──────── Given entries ────────

PR #498, opened 2023-06-15
Add ability to pass in custom function to KCFGExplore for modifying new nodes

nwatson22:
This PR adds the ability to pass in a function simplify_node: CTerm->CTerm to `KCFGExplore()` which modifies new nodes as they are added during exploration. This is intended to be used to accomplish https://github.com/runtimeverification/evm-semantics/issues/1909.


ehildenb:
Let's call it `abstract_node` instead of `simplify_node`, and make it an argument to `APRProver` instead of `KCFGExplore`.

We have have another block like `_check_subsume` or `_check_terminal`, which is `_check_abstract`. https://github.com/runtimeverification/pyk/blob/master/src/pyk/proof/reachability.py#L316. It should:

- See if auto_abstraction exists, if it does, try applying it.
- If applying it changes the cterm, then insert the new cterm into the KCFG, and _also_ insert a cover from the old node to the new one. Then skip the rest of `advance_proof` (return `true` from `_check_abstract` so that it can `continue` just like the other `_check*` methods).
- If `auto_bastraction` doesn't exist, or doesn't result in a change in the cterm, continue with checking `extract_branches`.
- Make sure to thread through the new argument to the `APRBMCProver` too.

src/pyk/proof/reachability.py
```diff
@@ -257,16 +257,19 @@ class APRProver:
...
         self,
         proof: APRProof,
         is_terminal: Callable[[CTerm], bool] | None = None,
         extract_branches: Callable[[CTerm], Iterable[KInner]] | None = None,
+        abstract_node: Callable[[CTerm], CTerm] | None = None,
     ) -> None:
         self.proof = proof
         self._is_terminal = is_terminal
         self._extract_branches = extract_branches
+        self._abstract_node = abstract_node
```
ehildenb, line 272: Make sure the extra argument is threaded through ot `APRBMCProver` as well.

ehildenb (approved):

src/pyk/proof/reachability.py
ehildenb: Ah wait, my mistake, it is!

ehildenb (approved):

PR #499, opened 2023-06-16
Fix sort vars's handling of quantifiers

virgil-serbanuta:
When adding sorts to variables, pyk takes all variables in an expression, regardless of whether they are free or not, groups them by name and merges their sorts.

This creates problems when using quantifiers, e.g. in this term:
```
exists x:A . term1(x)
#And
exists x:B . term2(x)
```
pyk will attempt to create a single variable x having A and B as sorts, which will fail.

This PR makes quantified variables "visible" only under their quantifier when assigning sorts.


src/pyk/kast/inner.py
```diff
@@ -696,3 +698,40 @@ def build_cons(unit: KInner, label: str | KLabel, terms: Iterable[KInner]) -> KI
         return KApply(label, (fst, build_cons(unit, label, it)))
     except StopIteration:
         return unit
+
+
+def fold(folder: Callable[[KInner, list[A]], A], to_fold: KInner) -> A:
```
tothtamas28, line 703: What does this function do?

src/pyk/kast/inner.py
```diff
@@ -696,3 +698,40 @@ def build_cons(unit: KInner, label: str | KLabel, terms: Iterable[KInner]) -> KI
...
+        children.append(fold(folder, child))
+        return child
+
+    children: list[A] = []
+    to_fold.map_inner(lambda c: child_collect(children, c))
+    return folder(to_fold, children)
+
+
+def unzip(l: list[tuple[A, B]]) -> tuple[list[A], list[B]]:
+    return ([a for a, _ in l], [b for _, b in l])
```
tothtamas28, line 714: `zip(*l)` should do the same I think.

src/pyk/kast/inner.py
```diff
@@ -696,3 +698,40 @@ def build_cons(unit: KInner, label: str | KLabel, terms: Iterable[KInner]) -> KI
...
+
+
+def fold_transform(
```
tothtamas28, line 717: What does this function do?

src/pyk/kast/outer.py
```diff
@@ -1125,29 +1125,42 @@ def greatest_common_subsort(self, sort1: KSort, sort2: KSort) -> KSort | None:
...
-            if type(_kast) is KSequence and _kast.arity > 0:
-                for a in _kast.items[0:-1]:
-                    if type(a) is KVariable:
-                        _var_sort_occurrences[a.name].append(a.let_sort(KSort('KItem')))
-                last_a = _kast.items[-1]
-                if type(last_a) is KVariable:
-                    _var_sort_occurrences[last_a.name].append(last_a.let_sort(KSort('K')))
-
-        collect(_sort_contexts, kast)
+    def sort_vars(self, kast: KInner, sort: KSort | None = None) -> KInner:
```
tothtamas28, line 1128: How does this new implementation work? in particular, how does it handle variable shadowing?

src/pyk/kast/inner.py
virgil-serbanuta: That's probably correct, but it messes up types:
```
src/pyk/kast/inner.py:714: error: Incompatible return value type (got "zip[Any]", expected "Tuple[List[A], List[B]]")
```

src/pyk/kast/outer.py
virgil-serbanuta: It does a bottom-up transformation of a KInner, computing the list of free variables in the transformed part at the same time.

To be specific, it does the following in a bottom-up traversal:
* Whenever it finds a variable, it returns it, both as a transformed term, and as a singleton list of free variables. E.g. it returns (Variable, {Variable}).
* Whenever it finds a quantifier for a variable X with a child C (e.g. exists X . C), it takes the list of free variables for its child C (i.e., freevars(C)), assigns a sort to X and replaces it in the entire `exists X . C` expression. Then it returns (replace(X := sorted-X, exists X . C), freevars(C) - {X}).
* For all other terms, it returns the term together with the union of its children's free vars.

virgil-serbanuta (commented):
FWIW, I'm not sure why

src/pyk/kast/outer.py
tothtamas28: Makes sense, thank you.

src/pyk/kast/inner.py
tothtamas28: Yes, probably a less abstract implementation would be more concise and readable in this case.

src/pyk/kast/outer.py
```diff
@@ -1125,29 +1125,42 @@ def greatest_common_subsort(self, sort1: KSort, sort2: KSort) -> KSort | None:
...
+                    if key not in result:
+                        result[key] = []
+                    result[key] += value
+            if isinstance(term, KVariable):
+                add_var_to_dict(term, result)
+            elif isinstance(term, KApply):
+                if term.label.name in ML_QUANTIFIERS:
+                    var = get_quantifier_variable(term)
+                    add_var_to_dict(var, result)
+            return result
```
tothtamas28, line 1160: Consider using `collections.deafultdict`:

```python3
result: dict[str, list[KVariable]] = defaultdict(list)
...
result[var.name].append(var)
```

Then `add_var_to_dict` can be removed.

src/pyk/kast/inner.py
tothtamas28: Please move it into `fold_transform` then.

src/pyk/kast/inner.py
tothtamas28: Please try to eliminate these functions (`fold`, `fold_transform`) by a direct implementation of the recursion. If you think that would lead to less readable code, then move them to `outer.py` with a `_` prefix to mark them private.

virgil-serbanuta: I'm sorry, somehow I didn't notice this comment. I replaced this with a bottom_up_with_summary function. Is it reasonable, or should I try to make it more clear/less abstract?

tothtamas28 (approved):

src/pyk/kast/inner.py
tothtamas28: Looks good, thanks.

────────

» **What the exercise asks**:
Line count for "takes": determine it from the data and answer with the number by itself.

» **Exercise result**:
2